Pořádání elektronických dokumentů v malém, středním a mikro podniku
Autor: Martin van der Walt, Stellenbosch University, South Africa
Every business generates internal information through business processes such as planning, finance, human resources management, production and marketing. Businesses also need information about the external environment, especially for the purpose of strategic planning, and this information is gathered by using external resources such as the Internet, online information services and government and industry organizations. The information created internally and gathered externally can relate to customers, suppliers, products, services, government policies, legislation, economic and social trends, etc. If managed and used effectively this information can make a significant contribution to the success and competitiveness of a business. A problem is that operating systems such as Microsoft Windows, office software such as MS Office and the literature about information management gives very little guidance as to how exactly business documents should be organised for easy retrieval.
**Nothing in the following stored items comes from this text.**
PR #897, opened 2022-11-17
Update Dutch translation

flipflop97:
Small translation update


Morganamilo:
Hey there's now conflicts because all the line numbers change. In future this can be avoided by committing the update separately before making changes.

PR #899, opened 2022-11-23
Add missing apostrophe in renaming error message

flipflop97:


Morganamilo:
Good find. CI is red because you must have forked between me pushing an formatted commit and fixing it. But it's not really an issue

I'll probably wait until I'm ready to release and see if I can make this fix to all translations at the same time so translators don't need to update.

flipflop97:
Any updates on this?

PR #900, opened 2022-11-26
Change return code for the case when no news is printed

dylanmtaylor:
An exit code of 1 indicates that the command ran with a failure. It successfully determined there was no news, so should use an exit code of 0.

This exit code 1 behavior seems to cause issues with topgrade, see https://github.com/topgrade-rs/topgrade/issues/232 and https://github.com/topgrade-rs/topgrade/issues/220.


Morganamilo:
returning 1 with no results is convention. Pacman does it for -Qu and -Ss for example.

PR #916, opened 2022-12-16
Fix no sudo when running paru -Sc

MithicSpirit:
Fixes an issue where `paru -Sc` would run pacman without root permissions, resulting in
> `error: you cannot perform this operation unless you are root.`

### DIFF
--- a/src/config.rs
+++ b/src/config.rs
@@ -773,6 +773,10 @@ impl Config {
             aur_url,
         };
 
+        if self.mode == Mode::empty() {
+            self.mode = Mode::all();
+        }
+
         self.need_root = self.need_root();
 
         if self.repos != LocalRepos::None {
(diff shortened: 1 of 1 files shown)


MithicSpirit:
Not sure why the tests failed... this should only affect it when the `-c`/`--clean` argument is present, and none of the failing tests have that.

Morganamilo:
Have you tested this your self? I believe it should be `!self.mode.repo()`

MithicSpirit:
> Have you tested this your self? I believe it should be `!self.mode.repo()`

Yeah, I thought that at first too, but for some reason it doesn't work if I do that.

MithicSpirit:
Looks like the issue was that the mode hadn't "defaulted" to all yet. Moving that earlier should hopefully fix it properly now.

MithicSpirit:
Considering that the same checks also failed on #917 (which only changes documentation), I suspect that the issue is with the tests themselves and not with this PR.

Morganamilo:
The issue is pacman-git outright broke repo-add lol

Morganamilo:
> Looks like the issue was that the mode hadn't "defaulted" to all yet. Moving that earlier should hopefully fix it properly now.

Sounds right to me. Good find.

PR #950, opened 2023-02-25
Let child pacman process inherit stdio

shurizzle:
`paru` fails when trying to spawn a `sudo pacman` child process (`isatty()` returns false) so I let the child inherit stdin to solve the bug.


Morganamilo:
Can you give output of this bug occuring?

shurizzle:
https://asciinema.org/a/CWfmc6BhotCJHY4CBLnK3kpxt

You can see it on the last line

shurizzle:
To replicate the problem with sudo you need to add `Defaults timestamp_timeout = 0` in your configuration file (ask for password every time) or use `doas` or `pleaser`. Hope this helps to understand better the problem.

PR #993, opened 2023-05-17
Show diffs then ask to edit files, when review is enabled

zer0-x:
The previews behavior was:
```mermaid
flowchart TB
    A([Review is enabled?]) -->|Yes| B(FileManager is specified?)
    B --> |Yes| C(Show FileManager)

    B -->|No| D(Show diff)
    C --> E([Make package])
    D --> E

```
Now it's like that:
```mermaid
flowchart TB
    A([Review is enabled?]) -->|Yes| B(Show diff)
    B --> C(FileManager is specified?)

    C -->|Yes| D(Show FileManager)
    C -->|No| E([Make package])
    D --> E

```

## I did
- Remove an `if statement` and reorder some code.
- Remove one of the `Accept changes?` prompts, so it will not be prompted two times with the new flow.
- Add `Proceed to edit files?` prompt to ask before opening the file manager after viewing the diff.

>  `cargo fmt`  made it harder to see I did.

## Why
It's better to view the diff, then if you want to edit something you can.

It may not be necessary, but might save some time.

### DIFF
--- a/src/install.rs
+++ b/src/install.rs
@@ -1681,73 +1681,72 @@ fn review(config: &Config, fetch: &aur_fetch::Fetch, pkgs: &[&str]) -> Result<()
     if pkgs.is_empty() {
         return Ok(());
     }
+
     if !config.no_confirm {
-        if let Some(ref fm) = config.fm {
-            let _view = file_manager(config, fetch, fm, pkgs)?;
+        let unseen = fetch.unseen(pkgs)?;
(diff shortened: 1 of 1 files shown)


Morganamilo:
The directory passed to the file manager contains all the diffs. Why do you also want them output here?

zer0-x:
After thinking for a secund time, now I can see that it is completely unnecessary.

This paper reports on an empirical investigation into the information organisation practices of 24 South African small enterprises in three different regions of the country. The data were collected by means of questionnaires completed on site during interviews with the owners/managers of the businesses. The questions focussed on establishing what information was regarded as the most important (business-critical) and how the information in electronic format was organised. The questionnaire data were supplemented by observation of the relevant information systems. One of the outcomes of the investigation was a generic classification scheme, designed according to the principles of facet analysis, for use in SMMEs to organise electronic resources. The structure and features of this classification scheme will also be addressed in the paper.
Martin van der Walt is a Senior Lecturer in the Department of Information Science at the University of Stellenbosch. He holds a DPhil degree in Information Science from the same university. His teaching responsibilities at present include modules on information organization and retrieval, competitive intelligence, information management, information security and project management, as well as the coordination of an MPhil program in information and knowledge management and supervision of a large number of research projects of Masters students. Most of his research has been in the field of information organization.
He is a member of the Library and Information Asociation of South Africa (LIASA), the SA Online User Group, the Special Libraries User Group and the International Society for Knowledge Organization (ISKO). For ISKO he serves on the Executive Committee (since 2002) and acts as consulting editor for Knowledge Organization, the official journal of the organisation.